Model Configurations

The heart of Gretel workflows is the Gretel Configuration. The configuration is a declarative way to describe what a Gretel Worker will do with your data.

Overview

At a high level, a Gretel Configuration can let you configure and deploy the following types of workloads:

  • Synthetic data model training

  • Data classification, to include

    • Named Entity Recognition

    • PII Detection

    • Sensitive Data Detection (API keys, secrets, etc)

  • Data transformations

    • Transform detected entities and specified fields

      • Fake entity replacement

      • Secure hashing

      • Field value dropping / removal

  • Detect custom info types

    • Specify your own regular expressions

    • Custom keyword / phrase list detection

A Gretel Configuration can be authored with YAML or JSON. The sections below will outline the various configuration options depending on your desired use case.
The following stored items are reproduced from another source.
Issue #27346, opened 2024-10-25
🚀 Feature: Able to pass --quiet for eslint to suppress rules marked as warnings


Glenf:
### 🔖 Feature description

In `backstage-cli repo lint` a new option to pass `--quiet` globally to suppress eslint rules marked as warnings.

### 🎤 Context

We are introducing some global lint rule changes in our setup and would like to keep our CI running. These rules are introduced as warnings at first, and aren't mandatory for old code but are required for new changes. We have pre-commit hooks in place for new changes. 

As linting is our gate in CI, failure is blocking. The `--quiet` option would allow our CI runs to pass and give us "annoying squiggly lines" in editor as a reminder to keep on cleaning.

### 👀 Have you spent some time to check if this feature request has been raised before?

- [X] I checked and didn't find similar issue

### 🏢 Have you read the Code of Conduct?

- [X] I have read the [Code of Conduct](https://github.com/backstage/backstage/blob/master/CODE_OF_CONDUCT.md)

### Are you willing to submit PR?

None

Glenf:
I dug a bit deeper into this. It seems that eslint node.js API allows passing flags to it, but this has been introduced in eslint 9. 

So options for this are to overwrite `max-warnings` (to have -1 when passing `--quiet` or upgrading to newer eslint. 
https://github.com/backstage/backstage/blob/7c26bd2334b5d075127c358638a1f81f8e573b6d/packages/cli/src/commands/repo/lint.ts#L201

camilaibs:
Hi @Glenf, would you be interested in giving it a try and open a pull request 🙂 ?

Glenf:
Yes, I can do a PR for this.

camilaibs:
Awesome 🎉 , I assigned the issue to you.
Thanks in advance for the contribution 🙌🏻

camilaibs:
Hi @Glenf, just so you know, we are at a reduced capacity this week, so it might take us a bit longer to review your pull request 🙂 .

PR #27387, opened 2024-10-29
feat(lint): Add `--quiet` option to repo lint

Glenf:
With `--quiet`, eslint ruled marked as warn do not cause non-zero exit code. This is useful in enviroments, where new new eslint rules are introduced but cannot be enforced immediately. 

Implements backstage/backstage#27346

### DIFF
--- a/.changeset/giant-shoes-reflect.md
+++ b/.changeset/giant-shoes-reflect.md
@@ -1,0 +1,6 @@
+---
+'@backstage/cli': minor
+---
+
+Add `--quiet` flag for repo lint to reduce logging on rules marked as warnings in ESLint.
+This does not affect how max-warnings is handled.
--- a/docs/tooling/cli/03-commands.md
+++ b/docs/tooling/cli/03-commands.md
@@ -97,6 +97,7 @@ Options:
   --successCache            Enable success caching, which skips running tests for unchanged packages that were successful in the previous run
   --successCacheDir <path>  Set the success cache location, (default: node_modules/.cache/backstage-cli)
   --fix                     Attempt to automatically fix violations
+  --quiet                   Report errors only. Rules marked as warnings are not logged out, unless max-warnings threshold is reached.
 ```
 
 ## repo test
--- a/packages/cli/cli-report.md
+++ b/packages/cli/cli-report.md
@@ -453,6 +453,7 @@ Options:
   --successCache
   --successCacheDir <path>
   --max-warnings <number>
+  --quiet
   --fix
   -h, --help
 ```
--- a/packages/cli/src/modules/lint/commands/repo/lint.ts
+++ b/packages/cli/src/modules/lint/commands/repo/lint.ts
@@ -233,9 +233,11 @@ export async function command(opts: OptionValues, cmd: Command): Promise<void> {
     if (runFailed) {
       console.log(chalk.red(`Lint failed in ${relativeDir}`));
       failed = true;
+    } else if (sha) {
+      outputSuccessCache.push(sha);
+    }
 
-      // When doing repo lint, only list the results if the lint failed to avoid a log
-      // dump of all warnings that might be irrelevant
+    if (failed || !opts.quiet) {
       if (resultText) {
         if (opts.outputFile) {
           errorOutput += `${resultText}\n`;
@@ -244,8 +246,6 @@ export async function command(opts: OptionValues, cmd: Command): Promise<void> {
           console.log(resultText.trimStart());
         }
       }
-    } else if (sha) {
-      outputSuccessCache.push(sha);
     }
   }
 
--- a/packages/cli/src/modules/lint/index.ts
+++ b/packages/cli/src/modules/lint/index.ts
@@ -66,6 +66,10 @@ export function registerRepoCommands(command: Command) {
       '--max-warnings <number>',
       'Fail if more than this number of warnings. -1 allows warnings. (default: -1)',
     )
+    .option(
+      '--quiet',
+      'Report errors only. Rules marked as warnings are not logged out, unless max-warnings threshold is reached.',
+    )
     .option('--fix', 'Attempt to automatically fix violations')
     .action(lazy(() => import('./commands/repo/lint'), 'command'));
 }


packages/cli/src/commands/index.ts
```diff
@@ -70,6 +70,10 @@ export function registerRepoCommand(program: Command) {
       'Set the success cache location, (default: node_modules/.cache/backstage-cli)',
     )
     .option('--fix', 'Attempt to automatically fix violations')
+    .option(
+      '--quiet',
+      'Report errors only. Rules marked as warnings do not cause non-zero exit.',
+    )
```
Rugvip, line 76: Hmm, I don't think a `--quiet` flag should ever cause a change in behavior, only reduced logging. I'd actually think that this use-case is something that might already be covered by the `--max-warnings` flags for the individual `package lint`? That flag is picked up by `repo lint` too and lets you increase the max allowed warnings for each package.

Glenf: As I understood this, `--max-warnings` cannot be set for `repo lint` but must be set in package level. 

In our case, we are introducing some rules globally that will cause issues (warnings) with existing packages. I'd want to introduce this rule and start fixing these issues but it is not possible to do it in one go. And because of this, our CI will fail. 

I'd prefer not to set `--max-warnings` in package level, we do have quite a few of those.

Rugvip: @Glenf the problem with adding this at the repo level is that it will break linting at the package level. Linting from the root might not lead to an error while running `lint` in a package will.

I'd really recommend setting the max warning per package as it also gives you a view into which packages have committed to the new lint rules and which still need some work.

Glenf: Out of curiosity, why are eslint rules marked as `warn` considered errors? 

And another question, if Backstage would use ESLint 9, would `--quiet` option supported by it be a better approach then?

Glenf: I did a little test on this and it seems that `--max-warnings` behaviour is different than what ESLint documents. Adding `--max-warnings=-1`, which should ignore all warnings in ESLint, does not have any effect and reports warnings as errors. This is also how the wrapper is implemented. 

Should I create a separate issue out of this?

Glenf: I can do a PR for those. I have a version ready from my testing but it needs a small cleanup.

Glenf:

A Gretel Configuration is submitted to the Gretel Cloud REST API to schedule a Job that will run tasks to train models and classify data. The general user flow will be:

Artifacts that are created from running training or classification jobs are:

  • Synthetic data models

  • Synthetic data reports

  • Transform models

  • Sample transformed or synthesized data

  • Data classification results

Each configuration file will have a standard set of key-value pairs:

schema_version: 1.0
name: "my-awesome-model"

Currently, the only schema_version supported is 1.0. The name is not required, but if provided, this will be what is displayed when looking at your model / job listing in the Gretel Console.
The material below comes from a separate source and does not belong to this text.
PR #27391, opened 2024-10-29
Added a `permission-module` template

awanlin:

Added a `permission-module` template to make getting started with the Permissions Framework easier. This will create a backend module that include a very basic Permission Policy which you can then extend. 

The intention is to follow up this PR with a refactor of the current Permissions Framework docs to use this as it will simplify them and make them easier to follow as the boiler plate is handled by this template.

If providing a name, the requirements are:

  • Maximum of 32 chars

  • Must start with a letter

  • May contain letters, numbers, and -. May not have contiguous - characters.
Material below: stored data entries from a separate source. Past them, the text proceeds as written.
PR #27410, opened 2024-10-31
fix(core-components): content component can now be rendered as other element than article

roope-t:

Content component can now be passed an element string as a prop to render it as other element than article.

### DIFF
--- a/.changeset/thirty-needles-pay.md
+++ b/.changeset/thirty-needles-pay.md
@@ -1,0 +1,5 @@
+---
+'@backstage/core-components': patch
+---
+
+Added a way to render <Content /> component as other element instead of article.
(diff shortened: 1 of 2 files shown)


benjdlambert:
hey :wave: sorry this seemed to have fallen through the cracks a little bit.

What's the use case here? What would you want to change it to instead? 

Thinking a little more, I wonder if we want to follow the mui `as` prop instead of having `element`?

roope-t:
Hey, no worries.

Yeah, I can rename it to "as". The use case here is that we have a plugin that lists articles from a headless CMS, so I think it is semantically weird that we have an article inside an article.

vinzscam (approved):
nice

benjdlambert:
Apologies again that this went stale and got closed, been a busy few months with KubeCon and a lot of things happening around in the project.

I wanna unfortunately push back a bit on this, as there's a lot of things happening in this space.

It's most likely going to be solved with #27726 which is currently underway, so want to try a fold this into that instead of making changes to the existing `core-components` package.

PR #27414, opened 2024-10-31
Backstage Yarn Plugin Docs adjustments

awanlin:

This update the documentation around the Backstage Yarn plugin.

While adding this to the Demo site I ran into an error in the Docker build as the `backstage.json` file is needed. I've updated the related Dockerfile and Docker docs to include this.

Also, I feel that having this as the lead off to the "Keeping Backstage Updated" page dives right into a complex topic. It makes more sense for this to be a little latter.


awanlin:
@aramissennyeydd @Parsifal-M seems were weren't tagged on this, could it be because I'm a member?

aramissennyeydd:
@awanlin I don't think so, I get tagged for my OpenAPI tooling PRs on my personal account still. ex, https://github.com/backstage/backstage/pull/23610. I think it's because there's still an error on https://github.com/backstage/backstage/blob/master/.github/CODEOWNERS#L12, maybe we don't have the right perms still?

Rugvip:
Ah yep, `@backstage/documentation-maintainers` didn't have write access, fix'd

docs/deployment/docker.md
```diff
@@ -85,6 +85,7 @@ WORKDIR /app
 # Copy files needed by Yarn
 COPY --chown=node:node .yarn ./.yarn
 COPY --chown=node:node .yarnrc.yml ./
+COPY --chown=node:node backstage.json ./
```
Rugvip, line 88: @mtlewis do you think it would make sense and be possible to have the plugin gracefully handle a missing `backstage.json`? I'm thinking that it's just use whatever is in `yarn.lock` instead, all information you need would be there already right? Bumping the version is then more of a dev/CI-time thing where `backstage.json` is present, and the production build no longer requires it.

Rugvip (commented):
I'd like to explore https://github.com/backstage/backstage/pull/27414/files#r1824614263 or similar first tbh, it seems a bit unfortunate that this would be a production dependency.

awanlin:
> I'd like to explore https://github.com/backstage/backstage/pull/27414/files#r1824614263 or similar first tbh, it seems a bit unfortunate that this would be a production dependency.

Yup, I'm cool with that. Should I scale this back to just the "Keeping Backstage Updated" docs changes then? That way if this isn't done before the main release in November there's some tips about this.

Parsifal-M:
Hey 👋 

Interesting, we had the same issue but we use the [Minimal Hardened Image for Backstage](https://github.com/backstage/backstage/blob/master/contrib/docker/minimal-hardened-image/README.md) I was going to add something here as a note as well, I didn't think to check if it was also causing an issue in the other docker docs.

[Discord thread for some extra reference](https://discord.com/channels/687207715902193673/1300786038444392458)

mtlewis:
Will take a deeper look at this soon, but just to firstly point out that the reason the yarn plugin section comes first is to keep it ahead of the section about bumping with the backstage-cli. Otherwise, somebody following this doc as they work through an upgrade will likely do the upgrade with the cli, and _then_ hit the section about the plugin when it’s too late to use it. If we’re going to swap the order, I think it makes sense to telegraph the existence of the plugin a bit in the earlier section.

mtlewis (approved):
LGTM after the recent changes - from my perspective the pragmatic thing here is to keep all the required information explicitly in the container by including backstage.json. Also happy with the ordering adjustment given the new callout about the Backstage plugin.

Rugvip (approved):
:shipit:

Issue #27403, opened 2024-10-30
🐛 Bug Report: Getting Started seems broken at the moment


ericfrederich:
### 📜 Description

Following [getting started](https://backstage.io/docs/getting-started/) guide I am running into errors on Ubuntu 24.04 under WSL.

### 👍 Expected behavior

I shouldn't get an error running `npx @backstage/create-app@latest`

### 👎 Actual Behavior with Screenshots

Note: I re-ran the `npx @backstage/create-app@latest` command to get this screenshot because I had already closed the terminal.
![image](https://github.com/user-attachments/assets/190d599c-5765-4b7f-bccd-0a47ba4c1c59)

### 👟 Reproduction steps

Here's my complete history from a fresh install of Ubuntu-24.04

  • Must end with a letter or a number

We recommend putting both key-value pairs at the top of each configuration.

Data Sources

In the sections below, there will be a key called data_source. This key should specify the data you wish to train a model on or classify.

Currently, we support CSVs as your data source. Headers should be included.

The following data sources are supported:

Gretel Project Artifacts

These are datasets you may upload to your project which are staged for use in a Model Configuration. You may upload a dataset using the REST API or through the Gretel Console within a Project scope. When creating a Project Artifact, the Gretel API will return a URL that you should PUT your file contents into. Additionally, you will receive a special Gretel Artifact Key, such as: gretel_a63772a737c4412f9314fb998fa480e2_foo.csv. You may now use this key as your data_source if desired.

This upload flow can be achieved with the Gretel CLI as well:

gretel artifacts upload [--project NAME] --in-data my-training-data.csv

If you are running localized Gretel Workers, you will not need to create Project Artifacts. Local training data files will be sent directly into the worker.

Local Files

When running your own Gretel Worker you may reference local files on your system. These do not have to be added to the Model Configuration data_source but instead can be provided directly to the --in-data param of the Gretel CLI.

The following sections will assume a Project Artifact has been uploaded to Gretel Cloud and a Gretel Cloud Worker will be used. These configurations will also work with your own Gretel Workers.